Archive for May 26th, 2011

Find The Best Lovers, Without Compassion

Thursday, May 26th, 2011

I’ve found that a fulfilling relationship starts with picking the best lovers.  But to do that, we should know what features she must and must not have to make us happy, in order to fall in love.  Our requirements of the right lovers (our dream girls) should be clear in our minds, and we should insist on them as gently but as firmly as possible.  If we do not, then we simply will not be fulfilled in the relationship.  One reason we may back down from insisting on our ideals being met, could be the   compassion   we feel for the lady.  But if we allow our sense of compassion to pull our heart strings in the wrong direction, we’ll end up picking the wrong women every time. While a noble trait in most other areas of life, allowing our compassion for her to bind us to her only leads to sadness and frustration.  It’s hard to choose wisely when compassion clouds your view. 

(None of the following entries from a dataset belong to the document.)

PR #100, opened 2023-05-23
Migrate service bot flows to Airflow v2 on atd-data03

mddilley:
## Associated issues
https://github.com/cityofaustin/atd-data-tech/issues/12330

This migrates the three service bot flows to Airflow v2. I did not use the new decorators (`@dag` and `@task`) so that these could be directly compared to the Airflow v1 DAGs (linked below). I can update them if we feel strongly that all migrated DAGs should use the latest syntax.

The previous Airflow DAGs:
- https://github.com/cityofaustin/atd-airflow/blob/master/dags/atd_service_bot_production.py
- https://github.com/cityofaustin/atd-airflow/blob/master/dags/atd_service_bot_issues_to_socrata.py
- https://github.com/cityofaustin/atd-airflow/blob/master/dags/atd_service_bot_index_issues_to_dts_portal.py

## Testing
[Spin up the local stack
](https://github.com/cityofaustin/atd-airflow/blob/airflow-v2/README.md#local-setup)
**Steps to test:**
Either trust me that this works, or you can go through the following steps.

#### Intake
1. Submit a service request in the Knack app called DTS | Data and Technology Services Portal | PRODUCTION Copy which I've linked below but before that:
   - Be sure to name the request something obvious like "TEST Service Bot issue" because it will create a real issue [here](https://github.com/cityofaustin/atd-data-tech/issues)
   - Be sure to check that the url matches the one below and that you are not creating a new service request in the production app or else it will get picked up by the production bot instead of your local Airflow v2 stack (sometimes clicking links in Knack apps can redirect you to the production app without you realizing it)
   - https://atd.knack.com/dts--data-and-technology-services-portal--production-copy#new-service-request/
   - Also, be aware that this will end up triggering an email that goes to the transportation.data inbox so be sure to clear it out of that inbox or give the service desk primary a heads up.
2. In your [local Airflow dashboard](http://localhost:8080/home), switch on the DAG called **atd_service_bot_issue_intake_development**
3. You should see the DAG succeed, and your new issue will be viewable at https://github.com/cityofaustin/atd-data-tech/issues
4. Close out the issue and clean up the email in the transportation.data inbox

#### Github issues to Socrata
1. Go to the test service issues open dataset at https://datahub.austintexas.gov/Transportation-and-Mobility/TEST-ATD-Data-Tech-Services-Issues/93ru-6p6e/
2. Login with the password manager entry called **Socrata Admin | City Data Hub/EDP**
3. If you sort descending by `created_at` then you should see issues in the dataset from today (May 23rd) and that means that the script worked 🎉

#### Update index issues in DTS portal
1. Go to https://builder.knack.com/atd/dts-data-and-technology-services-portal-production-copy/records/objects/object_30 and login using either your personal login (if you have access to this app) or the Knack builder one in the password manager
2. Sort the this `project_evaluation` table descending by `issue_number` to find `12351`
3. This row was created after I briefly added the **Project Index** label to https://github.com/cityofaustin/atd-data-tech/issues/12351, updated the issue's title, and then ran this flow. The row should show the title as `🤖 This is a Airflow v2 service bot test being updated 🤖`.

## Ship list
- [x] Track down duplicates in other vaults and note new location in API vault


frankhereford:
@mddilley I have not gotten a chance to review this yet, but I am super excited to. Thanks Mike!!

We talked about this real quick on slack, but I want to open the idea up to the rest of the group. I wrote:

> what do you think about starting some sort of organizational hierarchy in the dags/ folder? I was thinking I’d put the cris_import.py script i’m working on in dags/vision-zero/cris-import/ so that it would be in that folder and i can put its libs and other supporting files in subfolders or alongside it

I think we were immediately aligned on the idea, and you mentioned that it was something we had talked about doing with prefect too at some point. We agreed that it was hard to find files and their supporting libraries under the airflow 1 system we had in place, too.

Thanks!!! Can't wait to review this!

dags/atd_service_bot_intake.py
```diff
@@ -0,0 +1,78 @@
...
+from datetime import datetime, timedelta
+
+
+from airflow.models import DAG
+from airflow.operators.docker_operator import DockerOperator
+
+from onepasswordconnectsdk.client import Client, new_client
+import onepasswordconnectsdk
+
+DEPLOYMENT_ENVIRONMENT = os.getenv("ENVIRONMENT", "development")
```
johnclary, line 10: i am really excited about this! i would prefer this convention:
- use the var name `ENV` instead of `ENVIRONMENT`
- use `prod`, `staging`, `dev` as env names. where `dev` always means local and `staging` usually means a remote non-prod environment.

these don't have to be hard and fast rules for usage but the lower-case shortnames are less prone to typos

dags/atd_service_bot_intake.py
```diff
@@ -0,0 +1,78 @@
...
+    "email_on_failure": False,
+    "email_on_retry": False,
+    "retries": 0,
+}
+
+docker_image = "atddocker/atd-service-bot:production"
+
+REQUIRED_SECRETS = {
+    "KNACK_APP_ID": {
+        "opitem": "Service Bot",
```
johnclary: in this case, the service bot is the only repo that interacts with this Knack app, but i kind of want to see these secrets broken apart into separate 1pass items. one entry would be prod/dev for the DTS Portal Knack app and user login, and a separate entry would hold the github bot token. not so important in this case, but when we get to other ETLs that interact with, e.g., the Data Tracker, the API key is shared by many ETLs so we definitely don't want a 1:1 relationship between repo/ETL and secrets.

in other words, to avoid duplication and make rotating easy, we should avoid ETL-specific entries in the 1pass vault.

also, once we get this ETL deployed we should remove these keys from any other 1Pass vault that has them.

dags/atd_service_bot_intake.py
```diff
@@ -0,0 +1,78 @@
...
+client: Client = new_client(ONEPASSWORD_CONNECT_HOST, ONEPASSWORD_CONNECT_TOKEN)
+env_vars = onepasswordconnectsdk.load_dict(client, REQUIRED_SECRETS)
+
+
+with DAG(
+    dag_id=f"atd_service_bot_issue_intake_{DEPLOYMENT_ENVIRONMENT}",
+    default_args=default_args,
+    schedule_interval="* * * * *",
+    dagrun_timeout=timedelta(minutes=5),
+    tags=[DEPLOYMENT_ENVIRONMENT, "knack", "atd-service-bot", "github"],
```
johnclary: these tags are great. maybe we should adopt the tag convention `repo:atd-service-bot` to be even more explicit about source code?

dags/atd_service_bot_intake.py
```diff
@@ -0,0 +1,78 @@
...
+    catchup=False,
+) as dag:
+    t1 = DockerOperator(
```
johnclary, line 58: TIL there is an [arg to this operator](https://airflow.apache.org/docs/apache-airflow-providers-docker/stable/_api/airflow/providers/docker/operators/docker/index.html) called `force_pull`!

> Pull the docker image on every run. Default is False.

And it occurs to me that while the webhook will keep our DAG/airflow repo current, we have not discussed the issue of keeping Docker images current. The v1 instance uses a cron job—and I think we can fully replace that with this arg?

dags/atd_service_bot_index_issues_to_dts_portal.py
```diff
@@ -0,0 +1,70 @@
+import os
+from datetime import datetime, timedelta
+
+
+from airflow.models import DAG
+from airflow.operators.docker_operator import DockerOperator
+
+from onepasswordconnectsdk.client import Client, new_client
+import onepasswordconnectsdk
```
johnclary: i see that `onepasswordconnectsdk` and `docker` are unpinned in the `requirements.txt` — should we nail those down to a major version?

dags/atd_service_bot_issues_to_socrata.py
```diff
@@ -0,0 +1,90 @@
...
+client: Client = new_client(ONEPASSWORD_CONNECT_HOST, ONEPASSWORD_CONNECT_TOKEN)
+env_vars = onepasswordconnectsdk.load_dict(client, REQUIRED_SECRETS)
+
+with DAG(
+    dag_id=f"atd_service_bot_github_to_socrata_{DEPLOYMENT_ENVIRONMENT}",
+    default_args=default_args,
+    schedule_interval="21 5 * * *",
+    dagrun_timeout=timedelta(minutes=60),
+    tags=[DEPLOYMENT_ENVIRONMENT, "socrata", "atd-service-bot", "github"],
+    catchup=False,
```
johnclary, line 64: 👍 this is the arg that prevents missed DAG runs from queuing up. afaik we **always** want this behavior and it's easy to forget!

dags/atd_service_bot_index_issues_to_dts_portal.py
johnclary: i also see that the [weather](https://github.com/cityofaustin/atd-airflow/blob/airflow-v2/dags/weather.py#LL3C8-L3C16) DAG depends on `pendulum`, but that's not in the requirements file, maybe because pendulum is bundled as an Airflow dependency? if that's the case, i think we want to add pendulum to our requirements file with a comment that the weather DAG depends on it. if we leave it unpinned, iirc PIP will defer to the version specified by airflow's requirements which i guess is the best option.

dags/atd_service_bot_intake.py
```diff
@@ -0,0 +1,78 @@
...
+    },
+    "KNACK_DTS_PORTAL_SERVICE_BOT_PASSWORD": {
+        "opitem": "Service Bot",
+        "opfield": "shared.dtsPortalLoginPassword",
+        "opvault": VAULT_ID,
+    },
+}
+
+client: Client = new_client(ONEPASSWORD_CONNECT_HOST, ONEPASSWORD_CONNECT_TOKEN)
+env_vars = onepasswordconnectsdk.load_dict(client, REQUIRED_SECRETS)
```
Charlie-Henry: I think you might have mentioned this at dev sync but is there a way to just pull in an entire group of secrets as a dict similar to what we have in Prefect (and I think some other airflow 1 dags?) without having to define each secret individually?

dags/atd_service_bot_intake.py
```diff
@@ -0,0 +1,78 @@
...
+        task_id="dts_sr_to_github",
+        image=docker_image,
+        api_version="auto",
+        auto_remove=True,
+        command="./atd-service-bot/intake.py",
+        environment=env_vars,
+        tty=True,
+    )
+
+    t1
```
Charlie-Henry, line 69: I'm probably missing something but why does this DAG not have this but the others do?
```
if __name__ == "__main__":
    dag.cli()
```

dags/atd_service_bot_intake.py
```diff
@@ -0,0 +1,78 @@
...
+}
+
+client: Client = new_client(ONEPASSWORD_CONNECT_HOST, ONEPASSWORD_CONNECT_TOKEN)
+env_vars = onepasswordconnectsdk.load_dict(client, REQUIRED_SECRETS)
+
+
+with DAG(
+    dag_id=f"atd_service_bot_issue_intake_{DEPLOYMENT_ENVIRONMENT}",
+    default_args=default_args,
+    schedule_interval="* * * * *",
```
Charlie-Henry: We did reduce this down to every 3 minutes frequency when we brought it over to Prefect, idk if we need it to run every minute again ⚡

dags/atd_service_bot_index_issues_to_dts_portal.py
```diff
@@ -0,0 +1,70 @@
...
+
+client: Client = new_client(ONEPASSWORD_CONNECT_HOST, ONEPASSWORD_CONNECT_TOKEN)
+env_vars = onepasswordconnectsdk.load_dict(client, REQUIRED_SECRETS)
+
+with DAG(
+    dag_id=f"atd_service_bot_issues_to_dts_portal_{DEPLOYMENT_ENVIRONMENT}",
+    default_args=default_args,
+    schedule_interval="13 7 * * *",
+    dagrun_timeout=timedelta(minutes=60),
+    tags=[DEPLOYMENT_ENVIRONMENT, "atd-service-bot", "github"],
```
mddilley: thought about this some more, and I'm not sure how useful having the environment in the tags is since it will be pretty clear if this is running in the local or production stack

dags/atd_service_bot_index_issues_to_dts_portal.py
```diff
@@ -0,0 +1,70 @@
...
+    },
+    "GITHUB_ACCESS_TOKEN": {
+        "opitem": "Service Bot",
+        "opfield": "shared.githubAccessToken",
+        "opvault": VAULT_ID,
+    },
+}
+
+client: Client = new_client(ONEPASSWORD_CONNECT_HOST, ONEPASSWORD_CONNECT_TOKEN)
+env_vars = onepasswordconnectsdk.load_dict(client, REQUIRED_SECRETS)
```
mddilley: Could be cool to add a 1PW util to import for this since we will be following this pattern in most DAGs. Something we could pass the `REQUIRED_SECRETS` to and get back `env_vars` (without having the same imports over and over)

mddilley:
Pushed a quick update because I liked Frank's suggestion about having folders to organize DAGs from the start. I named the folder after the repo where the scripts live like we did for Prefect 2. Open to anything other ideas, of course!

johnclary:
👋 i have a longer review in progress—but i'm here to speak out in favor of a mono-directory for DAGs, because nested folder structure inevitably leads to arbitrary organizing that is not fun to sort through if you're not a subject matter expert. if we focus on good tagging conventions, the Airflow UI should be great for sorting through DAGs. i also want to think of the VZ scripts as the only exception to the rule that files and supporting libraries should be stored outside this repo and brought in via docker containers.

mddilley:
@johnclary - thanks for dropping that comment. 🙏 I'm going to roll back the folder update to leave some space for discussion. I like your point about tagging. 🏷️

Charlie-Henry (commented):
Looks good to me, still poking around and learning lots so I'll just leave my comments for now. Thx @mddilley !

dags/atd_service_bot_intake.py
frankhereford: Charlie, that's a good question. Here's [a list of methods](https://github.com/1Password/connect-sdk-python/blob/main/src/onepasswordconnectsdk/client.py) available in the python library that we're using to access secrets in 1password. I have not tried them yet, but `get_item_by_title()` or `get_item_by_id()` may be able to pull in an entire entry.

I do see what you're saying about having to build out the object to define what secrets you want, and that is a new thing to do, but it does replace the work of building out the secret to store in airflow/prefect with all the items you would need. Kind of a wash, and even if there isn't a built-in method to get all the entries from a 1PW item, I bet we could build one.

Thanks for the good question! I am looking forward to seeing what we can come up with.

Charlie-Henry: `get_item_by_title()` worked like a charm @frankhereford!

https://github.com/cityofaustin/atd-airflow/pull/103

frankhereford: Nice!! I'm glad that did the trick - what a nice shortcut! I'm so glad you asked about this!!

frankhereford:
@johnclary wrote:

> i'm here to speak out in favor of a mono-directory for DAGs, because nested folder structure inevitably leads to arbitrary organizing that is not fun to sort through if you're not a subject matter expert. if we focus on good tagging conventions

Thanks John. I can absolutely see the value in not hiding files behind a purely-DTS known structure or hierarchy. I've advocated in the past for our public repos to be as agnostic to our specific implementations as possible, and I think your assertion aligns really well to that. The Airflow UI is the entry point into the list of DAGs, not the directory listing in `/dags`.

I also think your point about using quality tagging on our DAGs is really smart, and I'm 100% behind that. I think it's going to come out accessible and have a high quality user experience for us, and tags are huge part of making that happen.

dags/atd_service_bot_index_issues_to_dts_portal.py
johnclary: 100% - would be awesome to just call `get_env_vars(REQUIRED_SECRETS)` and get the results. and in that case we could  probably pull `VAULT_ID` out of the required secrets. 

also, do we want to be using the airflow `Variable` type for these env vars? i need to read through the rest of the orchestration code to understand how they are mounted into the env.

johnclary (commented):
this is awesome, @mddilley! thank you! i have not had a chance to run the local setup before i skip town, but wanted to share some feedback b/c deploying these DAGs is effectively going live in prod w/ this new stack.

i want to make sure we don't duplicate secrets in our new Airflow vault vs our existing 1pass vaults. how would y'all feel about this: if we add a secret to the new vault, we should track it down in any other vaults and replace the contents of the old 1pass item with a note that says something like "this secret now lives in the API vault under the name XYZ". i also left a comment down below about thinking through if/how to bundle related secrets.

i also see there there are some details in the readme that need to be filled in: like documenting where to find the env vars for deployment, how the webhook works, etc. i'm not saying that's on you Mike or that it belongs in this PR, but it would be could to talk through what loose ends we want to tie up before we go live. e.g. should we be reviewing in this PR the code for the rest of the stack, e.g. the webhook flask app?

thanks again Mike and Frank for putting this together!!

p.s. wrt to the DAG folder structure—i'm open to that discussion! in our brief run with prefect i definitely came to prefer our old Airflow way of the monodirectory.

dags/atd_service_bot_intake.py
mddilley: Thanks for flagging this. 🙏 This was just a bad copy/paste job on my part. The DAGs work without that last bit, and [this Airflow example of a legacy v1 DAG](https://airflow.apache.org/docs/apache-airflow/stable/_modules/airflow/example_dags/tutorial_dag.html) does not include it so I'll take it out for the other two.

dags/atd_service_bot_intake.py
mddilley: I like this suggestion a lot so I'm going to push this change 🙏

dags/atd_service_bot_index_issues_to_dts_portal.py
mddilley: I think this is wise since it has bit us before elsewhere. @frankhereford - I would update here, but it might be good to make the change into the `airflow-v2` branch since this PR will probably take longer to merge since we have a lot of good discussion to consider. What do you think?

dags/atd_service_bot_issues_to_socrata.py
mddilley: +1 - I'm glad that I saw this in the legacy DAGs because it can cause some major unexpected behavior if left out!

dags/atd_service_bot_intake.py
mddilley: This is a great point about the downside of an entry per ETL, and something that Frank and I have touched on here and there. Finding good ways to prevent inadvertent duplication. I could see us getting into a jam where a password updates, and we only update one item for one ETL because we didn't know about another one elsewhere in this vault. 

I'm taking notes on all these good points that you are bringing up, and I'm going to float the idea of a near future Airflow 2 meeting today in dev sync. That way we can come away from with decisions on things and get some of the ETLs running. ⚙️

dags/atd_service_bot_index_issues_to_dts_portal.py
mddilley: I removed this from the tags 🧹

dags/atd_service_bot_index_issues_to_dts_portal.py
frankhereford: Yes, I am totally on board with pinning the requirements to a major version. I had intended to do that at some point, and just had let it slip though the cracks. 

I'll be happy to open a micro PR that does that pinning, and I'll get that done and up on the boards here momentarily.

Also yes - pendulum is something installed by the Airflow team in the base image on which we build our lightly customized image. It's always going to be available and we don't need to worry about requiring it.

dags/atd_service_bot_index_issues_to_dts_portal.py
mddilley: Agreed, and we could make it support both this `load_dict` method and the `get_item_by_title` method that Charlie used [here](https://github.com/cityofaustin/atd-airflow/pull/103)

dags/atd_service_bot_index_issues_to_dts_portal.py
frankhereford: PR https://github.com/cityofaustin/atd-airflow/pull/104, Pin Python Library Versions

dags/atd_service_bot_index_issues_to_dts_portal.py
```diff
@@ -0,0 +1,66 @@
...
+from airflow.models import DAG
+from airflow.operators.docker_operator import DockerOperator
+
+from onepasswordconnectsdk.client import Client, new_client
+import onepasswordconnectsdk
+
+DEPLOYMENT_ENVIRONMENT = os.getenv("ENVIRONMENT", "development")
+ONEPASSWORD_CONNECT_HOST = os.getenv("OP_CONNECT")
+ONEPASSWORD_CONNECT_TOKEN = os.getenv("OP_API_TOKEN")
+VAULT_ID = os.getenv("OP_VAULT_ID")
```
frankhereford: There's nothing I would change here, but I did want to touch on these environment variable related assignments. These are not coming out of the airflow secret store, they are coming out of the airflow deployment itself. They come up from the `.env` file that is in the root of the checkout.

I like @johnclary's idea of having a helper function that we can use to abstract the retrieval of secrets down to a single call. That function would need access to these secrets, but that's totally fine. It would reduce the amount of boiler plate code that we see in every DAG, and I think that's never a bad thing. I'm 👍 on the idea.

dags/atd_service_bot_index_issues_to_dts_portal.py
```diff
@@ -0,0 +1,66 @@
...
+
+default_args = {
+    "owner": "airflow",
+    "description": "Create/update 'Index' issues in the DTS portal from Github.",
+    "depends_on_past": False,
+    "start_date": datetime(2015, 12, 1),
```
frankhereford, line 16: I learned recently that the way Mike is doing this is 100% correct, and Airflow recommends that you do /not/ try to set the start date dynamically, as the start date is one of the things that it uses to identify DAGs.

Mike is establishing a great pattern here.

dags/atd_service_bot_index_issues_to_dts_portal.py
```diff
@@ -0,0 +1,66 @@
...
+        "opitem": "Service Bot",
+        "opfield": f"{DEPLOYMENT_ENVIRONMENT}.knackApiKey",
+        "opvault": VAULT_ID,
+    },
+    "GITHUB_ACCESS_TOKEN": {
+        "opitem": "Service Bot",
+        "opfield": "shared.githubAccessToken",
+        "opvault": VAULT_ID,
+    },
+}
```
frankhereford: I'm a huge fan of getting development vs. production secrets here with this f-string method. 👍

dags/atd_service_bot_index_issues_to_dts_portal.py
```diff
@@ -0,0 +1,66 @@
...
+
+with DAG(
+    dag_id=f"atd_service_bot_issues_to_dts_portal_{DEPLOYMENT_ENVIRONMENT}",
+    default_args=default_args,
+    schedule_interval="13 7 * * *",
+    dagrun_timeout=timedelta(minutes=60),
+    tags=["repo:atd-service-bot", "knack", "github"],
+    catchup=False,
+) as dag:
+    t1 = DockerOperator(
```
frankhereford, line 50: You mentioned that you had not refactored this to use the `@dag()` and `@task()` operators. I think the way you've done this is fantastic - there is no real upside to using the decorators as opposed to doing it this way. You might argue that using them can lead to shorter DAGs, but when you're porting an airflow-1 DAG to airflow-2, I think going with the "classic" syntax is great. Airflow 2 supports both fully.

dags/atd_service_bot_intake.py
frankhereford: Thanks @johnclary, that's a really good point.

Right now, the `DEPLOYMENT_ENVIRONMENT` gets its name from being a description of the intent of the particular airflow environment it's running in. Right now we have local ones, `development`, and a production one, `production`. 

I think this is different from different operating modes of a single DAG, which line up really well to the enumeration you stated: `production`, `staging`, & `development`. I think being able to make a DAG kick off in a certain mode is really important, and I don't think our stack is addressing it yet. I think it would be neat to have a DAG check its own tags looking for one that says `operating_mode: staging` or `operating_mode: production` and pick the secrets it needs or to modify its behavior based on that. The Airflow API is available to DAGs during execution, so I am hopeful that this is possible, but I've not tried anything like that yet. 

I'm not sure what is the best, but I'm very much looking forward to more discussion on how we should do this, or if I'm even framing the consideration correctly in my head.

dags/atd_service_bot_issues_to_socrata.py
```diff
@@ -0,0 +1,86 @@
...
+    },
+}
+
+client: Client = new_client(ONEPASSWORD_CONNECT_HOST, ONEPASSWORD_CONNECT_TOKEN)
+env_vars = onepasswordconnectsdk.load_dict(client, REQUIRED_SECRETS)
+
+with DAG(
+    dag_id=f"atd_service_bot_github_to_socrata_{DEPLOYMENT_ENVIRONMENT}",
+    default_args=default_args,
+    schedule_interval="21 5 * * *",
```
frankhereford, line 61: Not really important, but I'm not sure I understand the reason why we pick 21 minutes after the 5th hour for this one. It seems oddly specific. If there is a reason, having a comment in here to explain that would be helpful, or otherwise, maybe `0 5 * * *` would be better. 

If the worry is that we'll have a ton of DAGs fire up at once, then we should seek to address that via the [parallelism](https://github.com/cityofaustin/atd-airflow/blob/airflow-v2/airflow.cfg#L26-L30) configuration option or one of the related configurables.

frankhereford (approved):
Thank you Mike! You've set up a bunch of great patterns and sparked a ton of meaningful discussion. This is fantastic.

dags/atd_service_bot_index_issues_to_dts_portal.py
chiaberry: I never knew why we had to include start dates in our dags on airflow1, TIL its helps they identify DAGs

dags/atd_service_bot_issues_to_socrata.py
chiaberry: fwiw, one of the things John told me about writing dags on airflow was to try to not schedule them to run when other dags were running, to pick different times. so if I had to guess, I'd say someone picked this arbitrary time to not step on other dag toes.

dags/atd_service_bot_intake.py
frankhereford: I was thinking about this more, and we can totally have a second airflow stack running that has the environment set as "staging" and doing that might allow us to combine the concepts of the airflow deployment environment and the operating mode of DAGs. 🤔

dags/atd_service_bot_index_issues_to_dts_portal.py
mddilley: I created [this issue](https://github.com/cityofaustin/atd-data-tech/issues/12432) so the 1PW util can PR'd separately. cc @chiaberry  

I think that we should do this while we still have just a few DAGs so we can then use it going forward.

dags/atd_service_bot_index_issues_to_dts_portal.py
mddilley: Agreed - I created https://github.com/cityofaustin/atd-data-tech/issues/12432 to capture this while we still have just a few DAGs to update with a util.

mddilley:
I made another attempt at organizing these secrets and split out the Socrata, Zenhub, Github, and Knack details into separate entries in our vault. It still uses the environment when needed for the Socrata 4x4s and Knack apps (dev or prod).

dags/atd_service_bot_issues_to_socrata.py
```diff
@@ -0,0 +1,87 @@
...
+        "opvault": VAULT_ID,
+    },
+    "ZENHUB_ACCESS_TOKEN": {
+        "opitem": "Zenhub Access Token",
+        "opfield": ".password",
+        "opvault": VAULT_ID,
+    },
+    "SOCRATA_API_KEY_ID": {
+        "opitem": "Socrata Key ID, Secret, and Token",
+        "opfield": "add more.apiKeyId",
```
mddilley: I found out that 1PW somewhat awkwardly defines the section as `add more` when you click the `+ Add more` option in an entry without creating a separate section. Not sure what is better - creating a section only to not have `add more` in here or just go with this. 🤷

That would like like: `socrata.apiKeyId` (with `socrata` just being there to be there) vs. `add more.apiKeyId`

frankhereford: 🤮 Yech, that is awkward, I like your description, and I think it's too kind. Thank you for figuring it out! 1PW leaves no clues that I'm seeing.

It handles the `.username` and `.password` "sectionless entries" reasonably enough, I wish they would assume `.apiKeyId` was a top level entry as well. 

Anyway, I'm cool either way.. but I'm leaning towards making a named section in 1PW. My reasoning is that I think the 1Password UI is advertising it as being a top level entry without a section, but the API requires that you address it with an express, complete resource designation, and a sure-fire way to make that relationship 1:1 and clear is to use an explicit section in the 1PW GUI instead of the implicit one.

johnclary: agreed this is yech! i'm in favor of creating a section as well.

johnclary:
wrt to the weather DAG: is the intention for this to be a kind of health check for the airflow stack? i love it as a proof of concept, but seeing the DAG get it's own container, haproxy entry, and 1pass entry...it feels like a lot of code to keep around unless we have a good reason for it.

dags/atd_service_bot_issues_to_socrata.py
mddilley: cool y'all! i pushed an update with a section and also added a blurb about this in the [GitBook docs](https://app.gitbook.com/o/-LzDQOVGhTudbKRDGpUA/s/-M4Ul-hSBiM-3KkOynqS/1password-connect-server/usage#vault-entry-sections) 🙏

frankhereford:
@johnclary wrote: 
> is the intention for this to be a kind of health check for the airflow stack?

Hi John - yes, that is the intention. The DAG ends up testing a lot of the core functionality that we look for in the airflow stack. It checks the basic E, T, and L functionality, and airflow's larger functionality of running a scheduled job. Most importantly, it uses docker itself to process an image from an intersection camera by annotating it and adding an icon on it. Finally, it includes a visible output of a 1PW secret access. Seeing the weather output with a current timestamp coupled with street camera image on that page /also/ with a current timestamp is a indication that all of those things are working as intended.   

> DAG get it's own container, haproxy entry, and 1pass entry...

It does get its own barebones apache container to serve up the static content, and haproxy is configured to route requests to that apache server based on hostname, and there is a 1PW entry - that is all totally true and valid because they are resources, but I think the compute overhead is limited to running that Apache service and airflow kicking off the flow every 5 minutes, fwiw.

> it feels like a lot of code to keep around unless we have a good reason for it

My opinion is that it's sufficiently helpful in diagnosing airflow problems, or at least it was very helpful when putting all this together. If we don't want to keep it around, I can get that because it's always good to be lean because is less is more in terms of application code, but I'd observe that it pushes the task of knowing how to check that everything is working as intended onto the operator. It's sort of a canary in the coal mine, in that way.

I'd like to keep it, but I am totally open to giving it the ax if I'm over-valuing it. Thanks for looking at it and thinking about it!!

dags/atd_service_bot_intake.py
mddilley: This was added 🙏

chiaberry (approved):

Charlie-Henry (approved):

mddilley:
thanks y'all! I've added some items for further discussion to the [ETL meeting doc](https://docs.google.com/document/d/1aoZJacu9XxmyOTKLY88l1SfjOeqiAzeJGXS96m5Snu8/edit#)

We should not compromise for the sake of the other because we feel sorry for her, when evaluating how attractive and thus, worth keeping we find her.  True.  We may feel sad that she’s lonely.  Indeed, her loneliness may be due to her lacking allure.  It probably is in fact.  That’s no one’s fault really; it’s just an unpleasant fact of the human condition.  So we may wish to ease her pain by spending time with her.  But allowing our pity for her to soften our resolve, to persuade us to ignore our preferences, and then go out with her anyway despite the missing attraction, is ill-advised.  It may please her in the short term.  But we’ll be miserable and unfulfilled all the while.  For every smile she aims at us as a result of our kindness, we’ll be frowning inside no mater how strong our kindly persuasions are.  In this scenario, her happiness would come at our expense; which is terrible soil for growing a fulfilling union that endures. Indeed, we have the best chances of picking a true dream girl when we’re least compassionate, and the most selfish.  Mating is a highly selfish pursuit; at least, healthy mating is anyhow.  You can’t afford to be kind when looking for a right girl to love. 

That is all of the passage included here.